California law that was born from AB 2571 chills the First Amendment. The law makes it prohibited to “advertise” firearms and related items to children. Aside from this being a massive violation in speech liberties, it’s regulating another constitutionally protected right. A legal challenge sprung up targeting the unconstitutional law, Junior Sports Magazines, Inc., et.al. v. Bonta et.al. Last week our friends over at the Citizens Committee for the Right to Keep and Bear Arms filed an amicus brief with a few other organizations in support of the legal challenge.
The Citizens Committee for the Right to Keep and Bear Arms has filed an amicus brief in support of Junior Sports Magazines, Inc., in a First Amendment challenge of a California law that prohibits “advertising or marketing communication concerning any firearm-related product in a manner that is designed, intended, or reasonably appears to be attractive to minors.”
The brief was filed with the Ninth U.S. Circuit Court of Appeals in San Francisco. CCRKBA is joined by Jews for the Preservation of Firearms Ownership and the Second Amendment Law Center.
Junior Sports Magazines is joined in its federal lawsuit by the Second Amendment Foundation, California Youth Shooting Sports Association, Inc., Redlands California Youth Clay Shooting Sports, Inc., California Rifle & Pistol Association, Inc., the CRPA Foundation, and Gun Owners of California, Inc., and Raymond Brown, a private citizen. SAF is the sister organization of CCRKBA, and California Rifle & Pistol is a CCRKBA affiliate.
The essence of the brief is captured in a section where a couple of other cases are quoted. Through these case citations, the core of California’s repugnancy is pointed out, and that disgusting attitude is: thou shall think the way we tell you to.
As argued by Appellants, AB 2571 is a content-based and viewpoint-based statute that restricts both commercial and noncommercial speech. The government seeks to restrict speech on a particular viewpoint—the benefits of the purchase of firearms. It is an idea the California legislature appears to find abhorrent, but it cannot impose its will on the people. “First Amendment freedoms are most in danger when the government seeks to control thought or to justify its laws for that impermissible end. The right to think is the beginning of freedom, and speech must be protected from the government because speech is the beginning of thought.” Ashcroft v. Free Speech Coalition, 535 U.S. 234, 253 (2002). See also Hurley v. Irish-American Gay, Lesbian and Bisexual Group of Boston, Inc., 515 U.S. 557, 579 (1995) (“The very idea that a noncommercial speech restriction be used to produce thoughts and statements acceptable to some groups or, indeed, all people, grates on the First Amendment, for it amounts to nothing less than a proposal to limit speech in the service of orthodox expression. The Speech Clause has no more certain antithesis”). The First Amendment protects speech favoring and endorsing particular conduct, even where the conduct at issue is not permitted. See Schowengerdt v. United States, 944 F.2d 483, 489 (9th Cir. 1991) (distinguishing between the speech and conduct); BenShalom v. Marsh, 881 F.2d 454, 462 (7th Cir. 1989) (same) [emphasis added]
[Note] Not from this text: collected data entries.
PR #1717, opened 2023-06-14
Allow setting schema in gs_json_host

ramir-savvy:
Allowing the user to specify the schema when providing the `gc_json_host`


ramir-savvy:
Found that this is enough for ls command, but not for upload and download files. Closing for now

PR #1727, opened 2023-07-11
Shim iam ch command

rrauber:


gslib/commands/iam.py
```diff
@@ -363,8 +373,106 @@ def get_gcloud_storage_args(self):
...
+
+        urls = ls_process.stdout.strip('\n').split('\n')
+      else:
+        urls = [str(url_pattern)]
+
+      # With the -r flag, container headings are printed ending in '/:'.
+      # All headings other than the first are preceded by a new line.
+      # These need to be skipped, without skipping objects that end in
+      # '/:'.
+      next_url_could_be_container_line = True
```
NickGoog, line 439: This would be more robust if it was based on reading object attributes from `ls --json` or `objects list` instead of determining data types from output formatting.

gslib/commands/iam.py
```diff
@@ -528,7 +636,14 @@ def _PatchIamHelperInternal(self,
     orig_bindings = list(bindings)
 
     for (is_grant, diff) in bindings_tuples:
-      bindings = PatchBindings(bindings, BindingsTuple(is_grant, diff))
```
NickGoog, line 531: Did you change the inputs?

gslib/commands/iam.py
```diff
@@ -578,16 +693,22 @@ def _PatchIam(self):
 
     # All following arguments are urls.
     for token in it:
-      patterns.append(token)
+      url_pattern_strings.append(token)
+
+    url_objects = list(map(StorageUrlFromString, url_pattern_strings))
+    _RaiseErrorIfUrlsAreMixOfBucketsAndObjects(url_objects,
```
NickGoog, line 699: Shouldn't this be higher level?

gslib/utils/shim_util.py
```diff
@@ -575,17 +587,8 @@ def translate_to_gcloud_storage_if_requested(self):
...
-        env_variables.update(env_vars_from_boto)
-
-        gcloud_binary_path = _get_gcloud_binary_path()
-        gcloud_storage_command = ([gcloud_binary_path] +
-                                  self.get_gcloud_storage_args() +
-                                  top_level_flags + header_flags +
-                                  flags_from_boto)
+        env_variables, gcloud_storage_command = self._get_full_gcloud_storage_execution_information(
+            self.get_gcloud_storage_args())
         if hidden_shim_mode == HIDDEN_SHIM_MODE.DRY_RUN:
```
NickGoog, line 592: Will this work with dry run mode?

NickGoog (commented):
Will review tests and iam_helper after

gslib/utils/shim_util.py
rrauber: It won't. Added a warning.

gslib/commands/iam.py
rrauber: You mean higher in the file? I moved it.

gslib/commands/iam.py
rrauber: I did. You'll see this when you get to iam_helper, but previously PatchBindings took a bindings message, passed it to BindingsToDict which transformed it to a `role: set(members)` dict which is convenient for updates. Then, PatchBindings would perform the updates, and convert the bindings back to a bindings message.

The shim doesn't have much use for the bindings messages, since we pass and receive strings directly from subcommands, so changing PatchBindings to use `role: set(members)` dicts directly cut down on a lot of unnecessary conversions.

gslib/commands/iam.py
rrauber: Agreed! `objects list` doesn't quite work since it only lists the contents of directories with a wildcard, so it functions differently than recursive listing:

```
$ gcloud storage objects list gs://bucket/dir
$ gcloud storage objects list gs://bucket/dir/*
...
name: dir/file
...
```

ls --json seems to work though!

gslib/commands/iam.py
```diff
@@ -363,8 +373,106 @@ def get_gcloud_storage_args(self):
...
+    if url.IsFileUrl():
+      error_msg = 'Invalid Cloud URL "%s".' % url.object_name
+      if set(url.object_name).issubset(set('-Rrf')):
+        error_msg += (
+            ' This resource handle looks like a flag, which must appear'
+            ' before all bindings. See "gsutil help iam ch" for more details.')
+      raise CommandException(error_msg)
+
+  def _run_gcloud_subprocess(self, args, stdin=None):
+    subprocess_envs = os.environ.copy()
```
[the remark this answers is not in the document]
rrauber: Swapped the name.

gslib/commands/iam.py
```diff
@@ -363,8 +373,106 @@ def get_gcloud_storage_args(self):
...
+  def _RaiseIfInvalidUrl(self, url):
+    if url.IsFileUrl():
+      error_msg = 'Invalid Cloud URL "%s".' % url.object_name
+      if set(url.object_name).issubset(set('-Rrf')):
+        error_msg += (
+            ' This resource handle looks like a flag, which must appear'
+            ' before all bindings. See "gsutil help iam ch" for more details.')
+      raise CommandException(error_msg)
+
+  def _run_gcloud_subprocess(self, args, stdin=None):
```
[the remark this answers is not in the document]
rrauber: Here we go!

gslib/commands/iam.py
```diff
@@ -363,8 +373,106 @@ def get_gcloud_storage_args(self):
...
+      return []  # Translation occurs in self.run_gcloud_storage.
+
     return super().get_gcloud_storage_args(gcloud_storage_map)
 
+  def _RaiseIfInvalidUrl(self, url):
+    if url.IsFileUrl():
+      error_msg = 'Invalid Cloud URL "%s".' % url.object_name
+      if set(url.object_name).issubset(set('-Rrf')):
+        error_msg += (
+            ' This resource handle looks like a flag, which must appear'
```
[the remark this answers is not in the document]
rrauber: For this command that restriction is relaxed a bit. The reason is that added bindings are not introduced by a flag, and users are allowed to mix them with deleted bindings, which are introduced by a flag. In other words, something like this is possible, where a flag follows something that looks like a positional argument:

`iam ch allAuthenticatedUsers:objectCreator -d allUsers:objectCreator gs://bucket`

gslib/commands/iam.py
```diff
@@ -316,9 +320,15 @@ class IamCommand(Command):
...
+  def _get_resource_type(self, url_patterns):
+    if self.recursion_requested or url_patterns[0].IsObject():
+      return 'objects'
+    else:
+      return 'buckets'
+
   def get_gcloud_storage_args(self):
-    sub_command = self.args.pop(0)
-    if sub_command == 'get':
+    self.sub_command = self.args.pop(0)
```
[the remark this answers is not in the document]
rrauber: It's used in `run_gcloud_storage`; we defer to the parent class's implementation of `run_cloud_storage` if self.sub_command is not `ch`.

gslib/commands/iam.py
NickGoog: No, like, earlier in the logic before we delve into `ch`

rrauber: Ah, I see. In this case we can't really do that, since there's ch-specific logic to figure out what the URLs even are. This is related to the problem that I mentioned here: https://github.com/GoogleCloudPlatform/gsutil/pull/1727#discussion_r1261418660

Bindings that we add look like positional arguments/URLs, so we need to separate them out before we get the URLs we can pass to this method.

gslib/commands/iam.py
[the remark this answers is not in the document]
NickGoog: I meant the logic

gslib/commands/iam.py
NickGoog: Weren't we planning on deprecating Apitools completely? We might not have time to do that, but would it be simpler to make dict-only tools instead of mixing this logic?

gslib/commands/iam.py
```diff
@@ -363,8 +374,153 @@ def get_gcloud_storage_args(self):
...
+            'The shim maps iam ch commands to several gcloud storage commands,'
+            ' which cannot be determined without running gcloud storage.')
+      return []  # Translation occurs in self.run_gcloud_storage.
+
     return super().get_gcloud_storage_args(gcloud_storage_map)
 
+  def _RaiseIfInvalidUrl(self, url):
+    if url.IsFileUrl():
+      error_msg = 'Invalid Cloud URL "%s".' % url.object_name
+      if set(url.object_name).issubset(set('-Rrf')):
```
NickGoog, line 391: Can you just do `url.object_name in ('-R', '-r', '-f')`? What about `-d`?

gslib/commands/iam.py
```diff
@@ -363,8 +374,153 @@ def get_gcloud_storage_args(self):
...
+    # parse self.args for a mix of both bindings and CloudUrls. We are not
+    # expecting to come across the -r, -f flags here.
+    it = iter(self.args)
+    for token in it:
+      if (STORAGE_URI_REGEX.match(token) and
+          IsKnownUrlScheme(GetSchemeFromUrlString(token))):
+        url_pattern_strings.append(token)
+        break
+      if token == '-d':
+        patch_bindings_tuples.append(BindingStringToTuple(False, next(it)))
```
NickGoog, line 426: The empty iterator error message might be a bit confusing here

gslib/commands/iam.py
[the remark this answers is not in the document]
rrauber: Really only two lines are, the ones managing environment variables. The subprocess.run call here has to look quite different, and instead of returning just the return code we need to return the entire process. I could move the lines setting up the subprocess envs to a helper function if you think that'd be better.

gslib/commands/iam.py
rrauber: I guess I didn't quite complete the thought in the earlier comment. The changes to PatchBindings do move it towards only using dicts. It no longer takes apitools messages.

gslib/commands/iam.py
rrauber: This is the existing gsutil check, and I'd prefer to keep it the same for consistency/compatibility as it concerns `-d`. Additionally, `url.object_name in ('-R', '-r', '-f')` does have different behavior than what's here, since the existing check handles combined flags like `-rf`.

gslib/commands/iam.py
rrauber: Fixed.

gslib/commands/iam.py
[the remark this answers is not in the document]
NickGoog: A DRY helper function in `shim_util.py` would be good

gslib/utils/iam_helper.py
```diff
@@ -95,18 +95,22 @@ def DeserializeBindingsTuple(serialized_bindings_tuple):
 
 
 def BindingsToDict(bindings):
-  """Converts a list of BindingsValueListEntry to a dictionary.
+  """Reformats policy bindings metadata.
 
   Args:
-    bindings: A list of BindingsValueListEntry instances.
+    bindings: Either a list of BindingsValueListEntry instances,
+    or a list of analogous dictionaries.
```
NickGoog, line 102: Can you add the expected structure of the dictionaries? Mentioned in another comment that maybe there should be separate functions for dicts and Apitools objects like `BindingsValueListEntry`

gslib/utils/iam_helper.py
```diff
@@ -151,44 +155,35 @@ def DiffBindings(old, new):
...
       # Drop all members with the DROP_ALL role specifed from input.
-      tmp_base[role].difference_update(tmp_diff[DROP_ALL])
-
-  # Construct the BindingsValueListEntry list
-  bindings = [
-      apitools_messages.Policy.BindingsValueListEntry(role=r, members=list(m))
-      for (r, m) in six.iteritems(tmp_base)
-      if m
-  ]
+      base[role].difference_update(diff[DROP_ALL])
```
NickGoog, line 184: What happens here? `DROP_ALL = ''`. When would empty string be in `base[role]`?

gslib/tests/test_iam.py
```diff
@@ -226,106 +227,110 @@ def test_diff_bindings_swap_member(self):
...
   def test_patch_bindings_grant(self):
     """Tests patching a grant binding."""
-    base = [
+    base_list = [
         bvle(role='a', members=['user:foo@bar.com']),
         bvle(role='b', members=['user:foo@bar.com']),
         bvle(role='c', members=['user:foo@bar.com']),
     ]
-    diff = [
+    base = BindingsToDict(base_list)
```
NickGoog, line 235: Would it make more sense to initially declare these variables as dicts instead of making lists and then converting them to dicts?

gslib/tests/test_iam.py
```diff
@@ -1555,3 +1580,525 @@ def test_shim_translates_iam_set_handles_empty_etag(self):
...
+      }):
+        self.RunCommand('iam', [
+            'ch', 'allAuthenticatedUsers:modified-role', '-d',
+            'user:deleted-user@example.com', '-d', 'allUsers:deleted-role',
+            'gs://b'
+        ])
+
+      self.assertEqual(mock_run.call_args_list, [
+          self._get_run_call([
+              os.path.join('fake_dir', 'bin', 'gcloud'), 'alpha', 'storage',
```
NickGoog, line 1656: `os.path.join('fake_dir', 'bin', 'gcloud')` -> `shim_util._get_gcloud_binary_path('fake_dir')`
after
https://github.com/GoogleCloudPlatform/gsutil/pull/1728

gslib/tests/test_iam.py
```diff
@@ -1555,3 +1580,525 @@ def test_shim_translates_iam_set_handles_empty_etag(self):
...
+      with SetEnvironmentForTest({
+          'CLOUDSDK_CORE_PASS_CREDENTIALS_TO_GSUTIL': 'True',
+          'CLOUDSDK_ROOT_DIR': 'fake_dir',
+      }):
+        with self.assertRaisesRegex(CommandException, 'An error.'):
+          self.RunCommand(
+              'iam', ['ch', 'allAuthenticatedUsers:modified-role', 'gs://b/o'])
+        self.assertEqual(mock_run.call_count, 2)
+
+  @mock.patch.object(iam.IamCommand, 'RunCommand', new=mock.Mock())
```
NickGoog, line 1916: Why does `RunCommand` execute if the shim is active?

gslib/tests/test_iam.py
```diff
@@ -1555,3 +1580,525 @@ def test_shim_translates_iam_set_handles_empty_etag(self):
...
+      self.assertEqual(mock_run.call_args_list, [
+          self._get_run_call([
+              os.path.join('fake_dir', 'bin', 'gcloud'), 'alpha', 'storage',
+              'ls', '--json', 'gs://b/o1'
+          ]),
+          self._get_run_call([
+              os.path.join('fake_dir', 'bin', 'gcloud'), 'alpha', 'storage',
+              'objects', 'get-iam-policy', 'gs://b/o1', '--format=json'
+          ]),
+          self._get_run_call([
```
NickGoog, line 2090: Is the error logged anywhere?

rrauber: It is now!

gslib/tests/test_iam.py
rrauber: I've removed those mocks.

gslib/tests/test_iam.py
rrauber: Nice!

gslib/tests/test_iam.py
rrauber: I was going in that direction initially, but these are default dicts which makes the declaration a bit more of a pain, plus it's replicating an implementation detail in BindingsToDict which didn't seem ideal.

gslib/utils/iam_helper.py
rrauber: Users can specify DROP_ALL by omitting part of the bindings descriptor passed to ch, that's how the empty string ends up here. All those members will be grouped under this value, so difference update will remove them from base[role].

gslib/utils/iam_helper.py
rrauber: Done.

gslib/commands/iam.py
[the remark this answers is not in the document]
rrauber: Done!

gslib/commands/iam.py
```diff
@@ -363,8 +374,158 @@ def get_gcloud_storage_args(self):
...
+        ls_output = json.loads(ls_process.stdout)
+        urls = [
+            resource['url']
+            for resource in ls_output
+            if resource['type'] == 'cloud_object'
+        ]
+      else:
+        urls = [str(url_pattern)]
+
+      # With the -r flag, container headings are printed ending in '/:'.
```
NickGoog, line 497: Is this comment still necessary with JSON formatting?

gslib/utils/iam_helper.py
```diff
@@ -52,11 +52,18 @@
...
+# bindings are to be granted or removed from a bucket / object.
+# bindings varies by type.
+# For BindingsTuple, it is a list of BindingsValueListEntry
+# For BindingsDictTuple it is a list of analogous dicts, e.g.:
+# {
+#   'members': ['member'],
+#   'role': 'role',
+# }
 BindingsTuple = namedtuple('BindingsTuple', ['is_grant', 'bindings'])
+BindingsDictTuple = namedtuple('BindingsDictTuple', ['is_grant', 'bindings'])
```
NickGoog, line 66: The identical `namedtuple` is kind of a code smell

NickGoog (approved):

gslib/commands/iam.py
rrauber: Good catch!

gslib/utils/iam_helper.py
rrauber: Agreed, though "bindings" has different semantics here. I think ultimately it will help us keep message-dependent and non-message-dependent code separate.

The Chairman for the Citizens Committee for the Right to Keep and Bear Arms, Alan Gottlieb, explained the case, “The issue here is simple. Junior Sports Magazines publishes a magazine titled ‘Junior Shooters,’ and because that magazine accepts advertising from firearms and ammunition manufacturers and firearms retailers, and publishes stories related to recreational and competition shooting, it is prohibited by law in California.”
The amicus brief does not have to go too far down the Second Amendment rabbit hole here either, and California being what they are, has a high burden to meet in defending this drivel. Gottlieb expanded in his remarks, “The plaintiffs in this case,” he explained, “are challenging the constitutionality of California Business and Professions Code section 22949.80, which makes it unlawful for any ‘firearm industry member’ to ‘advertise, market, or arrange for placement of an advertising or marketing communication concerning any firearm-related product in a manner that is designed, intended, or reasonably appears to be attractive to minors.’ It’s an outrageous restriction on free speech and freedom of the press.”
Everyone with half a brain knows what this law was intended to do. The law, besides creating general headaches in the Second Amendment community, which we know California relishes the thought of, but really it’s designed to deter people from pushing anything shooting sports related to youth. By cutting off a generation or two further from firearms and anything gun related, the overlords in the Golden State think it’ll aid in the eradication of support for the civil liberty.
As noted in the 35-page amicus brief, the law “is anathema to the First Amendment. It fails to serve its intended purpose; all it does is restrain speech that is protected under the Constitution. The Court should reverse the order…and declare the statute unconstitutional.”
Thankfully these groups stepped up to render aid to Junior Sports Magazines, Inc. in their quest to topple down the unconstitutional law. With a new legislative season starting, the patriots in California, and across the nation, have their work cut out for them.